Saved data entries
++++++++++

PR #433, opened 2019-07-30
Update Moose CI

badetitou:
Moose 32 8.0 doesn't exist
The url for Moose 8 does not follow the same format

### DIFF
--- a/.travis.yml
+++ b/.travis.yml
@@ -77,7 +77,6 @@ jobs:
     - smalltalk: Pharo32-3.0
     - smalltalk: Moose64-8.0
     - smalltalk: Moose64-7.0
-    - smalltalk: Moose32-8.0
     - smalltalk: Moose32-7.0
     - smalltalk: Moose32-6.0
     - smalltalk: GemStone64-3.4.3
--- a/.travis.yml
+++ b/.travis.yml
@@ -121,6 +121,9 @@ jobs:
   allow_failures:
     - smalltalk: Squeak64-trunk
     - smalltalk: Pharo64-alpha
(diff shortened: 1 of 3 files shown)


fniephaus:
Some of the Moose tests did not pass. Not sure why, could you please have a look?

badetitou:
It looks like it's not moose the problem but Pharo 8.
The build of Pharo 8 is failing with the same error.

fniephaus:
The Pharo alpha builds fail due to `unknown option: --nodisplay` ([see here](https://travis-ci.org/hpi-swa/smalltalkCI/jobs/565512226#L472)). Could someone familiar with the Pharo VM (@estebanlm?) comment on this? Why has it been removed and is there a replacement?

fniephaus:
@badetitou [This build](https://travis-ci.org/hpi-swa/smalltalkCI/jobs/565512246#L667) failed due to a `download_file() expects an URL and a target path.` error. Could you please have a look at this?

badetitou:
@fniephaus we have decided to remove the build 32bits for Moose 8.0.
I forgot to remove the entry in .travis.yml
It should be fixed

badetitou:
It looks like it works when you ignore the coverage problem?

fniephaus:
> it looks like it works when you ignore the coverage problem?

Yes, but that's another problem which should be fixed at some point.
Anyway, thanks for the contribution!

fniephaus:
> it looks like it works when you ignore the coverage problem?

Yes, but that's another problem which should be fixed at some point.
Anyway, thanks for the contribution!

Issue #434, opened 2019-08-05
SCIPharoCodeCoverageTest>>testMethodReferenceForSelector fails on Pharo 8


fniephaus:
[Example build failure](https://travis-ci.org/hpi-swa/smalltalkCI/jobs/565996310#L631).

Could someone from the Pharo community (maybe @jecisc) have a look at this please?

jecisc:
I tried to check the problem and apparently the Ring #name method changes of implementation in Pharo 8. 

If you want to get the selector of the method I think the best way is to use #selector instead of #name.

jecisc:
Reading the code of SmalltalkCI I have the impression that the real code is already using #selector instead of #name. I guess we can just update the test.

PR #435, opened 2019-08-05
434-SCIPharoCodeCoverageTesttestMethodReferenceForSelector-fails-on-Pharo-8

jecisc:
Update test to use the same methods than in the the code to test

Fixes https://github.com/hpi-swa/smalltalkCI/issues/434


fniephaus:
Thanks for the swift action, much appreciated! CI seems to pass AFAICT.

++++++++++

→ **Task requirements**
Look over the records. Copy the lines that include the word "please".

→ **Solution to this task**
Some of the Moose tests did not pass. Not sure why, could you please have a look?
@badetitou [This build](https://travis-ci.org/hpi-swa/smalltalkCI/jobs/565512246#L667) failed due to a `download_file() expects an URL and a target path.` error. Could you please have a look at this?
Could someone from the Pharo community (maybe @jecisc) have a look at this please?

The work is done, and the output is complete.